→ **WHAT THE EXERCISE ASKS**: Which lines in the records below contain the word "ActorTemplate"? Copy each of them.
--- EXTRACTED ENTRIES Enclosed Below ---
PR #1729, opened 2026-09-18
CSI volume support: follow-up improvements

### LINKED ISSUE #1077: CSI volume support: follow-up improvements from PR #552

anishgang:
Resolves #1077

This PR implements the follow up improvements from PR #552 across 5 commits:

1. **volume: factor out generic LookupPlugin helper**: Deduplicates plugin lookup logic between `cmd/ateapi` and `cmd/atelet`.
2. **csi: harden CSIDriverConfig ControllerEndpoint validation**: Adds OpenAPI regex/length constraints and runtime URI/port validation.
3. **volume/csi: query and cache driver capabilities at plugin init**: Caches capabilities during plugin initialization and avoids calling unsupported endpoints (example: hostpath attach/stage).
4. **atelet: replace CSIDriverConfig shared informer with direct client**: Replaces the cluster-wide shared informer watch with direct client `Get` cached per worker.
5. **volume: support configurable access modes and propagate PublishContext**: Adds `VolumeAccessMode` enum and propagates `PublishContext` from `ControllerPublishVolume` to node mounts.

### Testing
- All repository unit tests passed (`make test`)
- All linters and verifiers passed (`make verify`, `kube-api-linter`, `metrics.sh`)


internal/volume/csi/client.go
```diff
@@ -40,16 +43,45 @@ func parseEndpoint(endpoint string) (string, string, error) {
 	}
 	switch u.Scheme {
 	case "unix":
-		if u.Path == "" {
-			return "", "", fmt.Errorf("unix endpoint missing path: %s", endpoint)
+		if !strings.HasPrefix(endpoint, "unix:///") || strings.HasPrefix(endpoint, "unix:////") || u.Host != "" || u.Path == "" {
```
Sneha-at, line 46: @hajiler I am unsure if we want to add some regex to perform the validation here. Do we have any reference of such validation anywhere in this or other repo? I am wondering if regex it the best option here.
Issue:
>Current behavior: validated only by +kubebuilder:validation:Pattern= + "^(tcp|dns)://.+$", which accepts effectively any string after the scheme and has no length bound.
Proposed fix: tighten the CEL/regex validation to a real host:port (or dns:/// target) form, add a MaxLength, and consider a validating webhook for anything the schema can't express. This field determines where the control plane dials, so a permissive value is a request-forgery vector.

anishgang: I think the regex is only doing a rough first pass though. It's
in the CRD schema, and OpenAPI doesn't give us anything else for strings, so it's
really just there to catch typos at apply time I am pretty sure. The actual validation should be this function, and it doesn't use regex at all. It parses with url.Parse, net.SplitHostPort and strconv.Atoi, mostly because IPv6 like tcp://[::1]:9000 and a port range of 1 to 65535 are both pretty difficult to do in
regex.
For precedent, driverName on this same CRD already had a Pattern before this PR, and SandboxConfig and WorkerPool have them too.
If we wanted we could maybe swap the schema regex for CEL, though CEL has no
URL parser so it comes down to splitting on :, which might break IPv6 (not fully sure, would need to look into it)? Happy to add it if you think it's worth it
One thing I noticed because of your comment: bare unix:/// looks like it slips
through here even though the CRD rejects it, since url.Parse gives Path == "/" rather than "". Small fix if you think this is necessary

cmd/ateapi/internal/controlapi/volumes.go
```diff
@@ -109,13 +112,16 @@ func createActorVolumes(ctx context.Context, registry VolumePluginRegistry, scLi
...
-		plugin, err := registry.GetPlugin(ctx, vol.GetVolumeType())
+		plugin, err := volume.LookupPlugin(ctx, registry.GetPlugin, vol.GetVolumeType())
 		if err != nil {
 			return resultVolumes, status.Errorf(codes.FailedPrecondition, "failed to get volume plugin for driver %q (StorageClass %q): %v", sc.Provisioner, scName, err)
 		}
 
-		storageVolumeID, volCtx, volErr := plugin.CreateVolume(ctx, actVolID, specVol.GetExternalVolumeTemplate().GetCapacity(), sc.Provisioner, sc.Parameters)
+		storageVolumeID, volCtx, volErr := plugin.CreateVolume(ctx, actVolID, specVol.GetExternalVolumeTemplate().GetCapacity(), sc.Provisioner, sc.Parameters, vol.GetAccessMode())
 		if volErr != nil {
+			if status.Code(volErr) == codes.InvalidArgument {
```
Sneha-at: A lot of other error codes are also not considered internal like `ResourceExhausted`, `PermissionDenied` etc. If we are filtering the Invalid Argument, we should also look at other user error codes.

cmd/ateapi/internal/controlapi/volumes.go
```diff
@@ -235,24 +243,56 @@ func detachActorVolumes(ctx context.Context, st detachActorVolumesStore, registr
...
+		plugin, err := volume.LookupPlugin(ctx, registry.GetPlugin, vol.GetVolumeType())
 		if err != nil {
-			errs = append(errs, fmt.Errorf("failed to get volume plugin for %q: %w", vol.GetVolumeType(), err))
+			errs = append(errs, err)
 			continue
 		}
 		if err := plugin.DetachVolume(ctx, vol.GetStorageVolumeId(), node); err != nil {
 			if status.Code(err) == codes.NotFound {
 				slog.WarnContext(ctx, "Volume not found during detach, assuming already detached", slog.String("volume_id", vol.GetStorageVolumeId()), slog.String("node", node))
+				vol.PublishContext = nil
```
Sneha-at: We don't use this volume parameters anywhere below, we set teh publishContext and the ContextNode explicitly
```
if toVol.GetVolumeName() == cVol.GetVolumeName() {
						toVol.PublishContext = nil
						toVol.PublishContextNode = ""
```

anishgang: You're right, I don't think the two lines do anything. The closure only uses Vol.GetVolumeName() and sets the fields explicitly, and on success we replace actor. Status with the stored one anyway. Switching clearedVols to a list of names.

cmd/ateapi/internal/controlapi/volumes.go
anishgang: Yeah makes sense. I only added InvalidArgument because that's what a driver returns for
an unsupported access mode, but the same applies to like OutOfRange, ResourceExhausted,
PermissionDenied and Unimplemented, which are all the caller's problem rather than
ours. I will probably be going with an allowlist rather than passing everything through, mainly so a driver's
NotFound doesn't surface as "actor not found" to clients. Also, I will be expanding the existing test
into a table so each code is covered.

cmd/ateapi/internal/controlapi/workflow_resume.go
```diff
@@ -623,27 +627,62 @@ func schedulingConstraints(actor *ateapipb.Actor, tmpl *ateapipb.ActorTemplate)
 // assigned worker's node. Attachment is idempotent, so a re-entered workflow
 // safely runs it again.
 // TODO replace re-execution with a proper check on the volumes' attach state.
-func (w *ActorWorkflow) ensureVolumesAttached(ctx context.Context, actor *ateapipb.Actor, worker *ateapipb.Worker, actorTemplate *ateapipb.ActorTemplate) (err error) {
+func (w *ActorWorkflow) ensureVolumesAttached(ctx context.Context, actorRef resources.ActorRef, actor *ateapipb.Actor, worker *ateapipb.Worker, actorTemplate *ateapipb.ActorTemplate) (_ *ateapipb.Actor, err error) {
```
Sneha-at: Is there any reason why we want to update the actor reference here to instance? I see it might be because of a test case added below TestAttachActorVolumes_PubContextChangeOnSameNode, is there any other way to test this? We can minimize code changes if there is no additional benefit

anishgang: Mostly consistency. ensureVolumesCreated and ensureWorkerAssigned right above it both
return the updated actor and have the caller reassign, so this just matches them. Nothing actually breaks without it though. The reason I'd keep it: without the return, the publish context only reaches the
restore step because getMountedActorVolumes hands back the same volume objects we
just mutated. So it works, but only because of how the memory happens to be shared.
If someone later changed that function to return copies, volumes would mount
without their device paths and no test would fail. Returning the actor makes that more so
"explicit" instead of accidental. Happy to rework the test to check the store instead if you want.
--- End of Enclosed EXTRACTED ENTRIES ---
→ **SOLUTION TO THIS EXERCISE**:
@@ -623,27 +627,62 @@ func schedulingConstraints(actor *ateapipb.Actor, tmpl *ateapipb.ActorTemplate)
-func (w *ActorWorkflow) ensureVolumesAttached(ctx context.Context, actor *ateapipb.Actor, worker *ateapipb.Worker, actorTemplate *ateapipb.ActorTemplate) (err error) {
+func (w *ActorWorkflow) ensureVolumesAttached(ctx context.Context, actorRef resources.ActorRef, actor *ateapipb.Actor, worker *ateapipb.Worker, actorTemplate *ateapipb.ActorTemplate) (_ *ateapipb.Actor, err error) {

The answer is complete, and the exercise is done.